The Mona School of Business and Management (MSBM) at The University of the West Indies in Jamaica recently launched the MSBM Business Review Media Series — a collection of podcasts and webinars featuring insightful, thought-provoking and forward-thinking conversations and presentations that highlight major trends and developments in business.
The first podcast in the series, which launched on June 11 with the title ‘Getting Back to Business’, focused on the volatility and complexity that emerged from the COVID-19 pandemic and which have affected the areas of business and education.
During the podcast, Executive Director of MSBM Dr David McBean, and James Moss-Solomon, executive-in-residence, MSBM, explored the challenges that both the education and business sectors are currently facing due to the virus.
A week later, on Thursday, June 18 , the MSBM hosted its first webinar in the series, Local and International Supply Chain & Logistics during COVID Times, with a view to provide an understanding of the tools to build resilience and sustainability in supply chain logistics, as well as the critical success factors to optimise supply chain and logistics.
Under the guidance of moderator Dr Lawrence Nicholson, head of the Decision Sciences and Information Systems Unit, MSBM, the panellists provided information on their respective industries and the strategies being used to mitigate the fallout from the COVID-19 pandemic.
Members of the panel included: Dianne Robinson, chief supply chain officer, GK Foods; Audley Deidrick, president and CEO of Airports Authority of Jamaica and NMIA Airports Limited; and Vice-President of Business Development — Port Authority of Jamaica Edmond Marsh.
To open the discussion, Robinson shared that GK Foods decided to minimise the negative effects of the disruption in the supply chain by, among other initiatives, moving quickly to secure alternative suppliers at the expense of increased lead times — from 6-12 weeks in some cases — with a reduced period in which to pay for the goods.
“In all of this, one must not lose sight of the fact that COVID-19 has become the ‘great accelerator’, forcing GraceKennedy and other companies to leverage the technology and put long-overdue systems in place,” she noted.
In turn, Diedrick reiterated the need to leverage existing technology, arguing that companies need to focus on the possibilities rather than the problems. He added that amid the negative effects of COVID-19 on the aviation industry, “we must recognise the opportunities for the emergence of technology and increasing efficiency of operations”.

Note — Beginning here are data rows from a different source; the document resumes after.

PR #1462, opened 2022-01-08
Blueprints: improve specificity of `locationType` in config

chriskrycho:
The only legal types here are `'history'` and `'hash'`. Specify as much in the type we generate.


chriskrycho:
Closing in favor of #1466, which is more correct.

PR #348, opened 2021-04-09
feat: add keybase icon

makkes:


makkes:
oh wait, it already got added in the meantime. :-D nvm

PR #350, opened 2021-04-10
Create eo.yml

1000283:
Esperanto translation

### DIFF
--- a/i18n/eo.yml
+++ b/i18n/eo.yml
@@ -1,0 +1,25 @@
+- id: prev_page
+  translation: "« paĝo"
+
+- id: next_page
+  translation: "paĝo »"
+
+- id: read_time
+  translation:
+    one : "1 min"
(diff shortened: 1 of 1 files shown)


i18n/eo.yml
```diff
@@ -0,0 +1,25 @@
+- id: prev_page
+  translation: "« paĝo"
```
adityatelange, line 2: Can you remove these arrows? The template adds arrows, we don't need to add them in translation files

i18n/eo.yml
```diff
@@ -0,0 +1,25 @@
...
+
+- id: next_page
+  translation: "paĝo »"
```
adityatelange, line 5: Here too

i18n/eo.yml
1000283: Done

adityatelange (approved):
Thanks :+1:

PR #356, opened 2021-04-13
Add uk.yaml Ukrainian translation

geeqla:


adityatelange (commented):
There are few translation strings missing, can you add the remaining ones as from the English one below
https://github.com/adityatelange/hugo-PaperMod/blob/master/i18n/en.yaml

adityatelange (approved):
Thanks @geeqla :+1:

PR #359, opened 2021-04-14
Fix Error: add site dependencies: load resources: loading translations: "site/themes/hugo-PaperMod/i18n/eo.yml:1:1": failed to load translations: no unmarshaler registered for yml

cbrownstein:
Rename file to prevent this error from being received:

`Error: add site dependencies: load resources: loading translations: "site/themes/hugo-PaperMod/i18n/eo.yml:1:1": failed to load translations: no unmarshaler registered for yml`


adityatelange:
Hugo not detecting yml as yaml is something unexpected :/
Thanks for the fix !

adityatelange (approved):

PR #360, opened 2021-04-14
Fix Error: add site dependencies: load resources: loading templates: "site/themes/hugo-PaperMod/layouts/partials/head.html:79:1": parse failed: template: partials/head.html:79: unexpected unclosed action in command

cbrownstein:
Join lines to prevent the following error from being received:

`Error: add site dependencies: load resources: loading templates: "site/themes/hugo-PaperMod/layouts/partials/head.html:79:1": parse failed: template: partials/head.html:79: unexpected unclosed action in command`

NB: AFAICT, Hugo versions 0.81.0 and higher will not produce this error since those versions support newlines in template actions and commands. See: https://gohugo.io/news/0.81.0-relnotes/#newlines-in-template-actions-and-commands

### DIFF
--- a/layouts/partials/head.html
+++ b/layouts/partials/head.html
@@ -76,8 +76,7 @@
 {{- $isHLJSdisabled := (.Site.Params.assets.disableHLJS | default .Params.disableHLJS ) }}
 {{- if (and (eq .Kind "page") (ne .Layout "archives") (ne .Layout "search") (not $isHLJSdisabled)) }}
 {{- if not .Site.Params.assets.disableFingerprinting }}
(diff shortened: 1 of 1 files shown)


adityatelange:
> NB: AFAICT, Hugo versions 0.81.0 and higher will not produce this error since those versions support newlines in template actions and commands. See: https://gohugo.io/news/0.81.0-relnotes/#newlines-in-template-actions-and-commands

Yes. Still should we merge this ?

cbrownstein:
> Yes. Still should we merge this ?

I say we should. Breaking the action across 2 lines doesn't seem to
serve any purpose. All it does is break backward compatibility.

For his part, Marsh highlighted the importance of the activities at ports since, for many across the world, logistics means activities in which water transport is the method used to move the bulk of cargo globally.
He further noted that, as with other industries, the port industry has been affected by the disruption in the supply chain and its fragility has been exposed. In this regard, Marsh suggested that it may be necessary to re-examine elements of globalisation and their effects on countries such as Jamaica.
While pointing out that location is one of Jamaica’s advantages in the movement of cargo — the Port of Kingston being among the top 100 ports in the world, with the most recent upgrading placing it in the category of “Panama-ready” — Marsh emphasized the urgent need to put systems in place to maximise this advantage.
Since its inception, MSBM has not only been the leader in business education in the region. The institution has also been a thought leader in developing and communicating insights to promote efficiency and innovation in both the private and public sectors. As such, the MSBM Business Review Media Series is another medium that supports the school’s advocacy role in facilitating meaningful discourse on topical issues while showcasing the scholarship of its faculty.